O evento foi montado em conjunto pelo Grupo Mandacaru, que representa a Sociedade Vegetariana Brasileira (SVB) no Recife, e o Grupo Ganapati, blog que discute assuntos ligados à ecologia, ética, espiritualidade e ao vegetarianismo. O cardápio de 29 pratos, formatado por João Asfora Neto, um dos sócios no Papaya Verde, pretendia, além de difundir a cultura vegana e lactovegetariana, divulgar a riqueza e variedade dessas culinárias e, ao mesmo tempo, arrecadar recursos para as ações de ativismo em defesa dos animais no Recife. A farra custou R$ 35 por pessoa, sem incluir bebidas.
A necessidade de estar sempre explicando sua opção também é uma das queixas de Ana Quitéria: “De vez em quando aparece alguém querendo me ‘desconverter’ e me pergunta sobre caninos e proteínas. Também me perguntam se, estando em uma ilha deserta, morreria de fome para não matar um animal. Com estes eu deixei de discutir, pois eles não estão curiosos sobre o vegetarianismo, só querem encher o saco”, declara.
O tópico da dentição, aliás, é um argumento sempre sacado da manga pelos onívoros, como um atestado da nossa programação genética carnívora e ela vem sempre seguida pelo argumento da debilidade física que sua ausência provoca. “Por isso que é amarelo” é uma frase recorrente quando um grupo antagoniza o outro. “O comer carne pode e deve ter sido natural em outras fases do processo da evolução humana. Se fosse tão natural isso hoje você mataria o seu próprio jantar em vez de pagar alguém para fazer o serviço sujo por você, escondido em um matadouro. Esse processo do abate tão ‘lindo e natural’ passaria na TV no lugar dos franguinhos risonhos e ridículos de capacete. Se fosse tão natural assim, as crianças iriam em excursões educativas escolares ver a morte ‘natural’ dos bezerros anêmicos (vitelas) e a criação industrial de porcos, vacas, e galinhas poedeiras”, indigna-se.

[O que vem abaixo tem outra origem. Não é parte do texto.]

PR #236, opened 2024-02-27
fix(pam): Do not use fullscreen views in interactive mode

3v1n0:
pam/adapter: Do not resize brokwerselection window on window changes

In terminal mode we're monitoring the window size and eventually changing
the broker selection list (only) that forces a fullscreen view of them.

This is something that it's not needed on the kind of "app" we're
building because it brings user context away (e.g. What was I
authenticating for?!) but also it makes testing the interface very hard
because will make bubbletea to potentially hide some error messages (as golden files change shows).

This helps #233

### DIFF
--- a/pam/integration-tests/testdata/TestCLIAuthenticate/golden/authenticate_user_switching_broker
+++ b/pam/integration-tests/testdata/TestCLIAuthenticate/golden/authenticate_user_switching_broker
@@ -220,14 +220,14 @@ Gimme your password
 
 
 
-
-
-
-
-
 PAM Authenticate() for user "user-integration-switch-broker" exited with error (PAM exit code: 2
 5): The return value should be ignored by PAM dispatch:
 PAM AcctMgmt() exited with error (PAM exit code: 25): The return value should be ignored by PAM
+dispatch
+>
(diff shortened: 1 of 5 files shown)


3v1n0:
FYI, as per @didrocks, the motivation for using a fullscreen view was to add a status bar.

Since it's not available yet, IMHO it's better not to do it, but in any case I'd still add an option to control this behavior on the module, so that we can avoid doing this during integration tests, not to miss any message and add unneeded space to the UIs.

denisonbarbosa (commented):
These changes look harmless enough, but I have one question: Are you sure this was only affecting the broker selection screen?

I noticed that not all golden files were impacted, only the ones that were using that screen so I think we are fine, but it's worth confirming.

3v1n0:
> These changes look harmless enough, but I have one question: Are you sure this was only affecting the broker selection screen?

Yep, we didn't set the size anywhere else.


> I noticed that not all golden files were impacted, only the ones that were using that screen so I think we are fine, but it's worth confirming.

👍

denisonbarbosa (approved):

Nessa guinada alimentar que alguns consideram drástica, há também aqueles que estão no meio do caminho, ou seja, ainda não conseguiram abolir a carne do cardápio, mas se sentem motivados, como a jornalista Érika Valença: “Quando era criança, não gostava de comer carne. Um dia o pediatra disse à minha mãe que não me forçasse, que estava tudo bem e que, se eu pedisse, desse. Assim ela fez, nunca me forçou. Comi porque gostava de macarrão com carne moída, sopa e assim acostumei o paladar. Hoje em dia, se eu conseguisse, primeiro, aderir a esse hábito, com certeza educaria meus filhos assim”, afirma.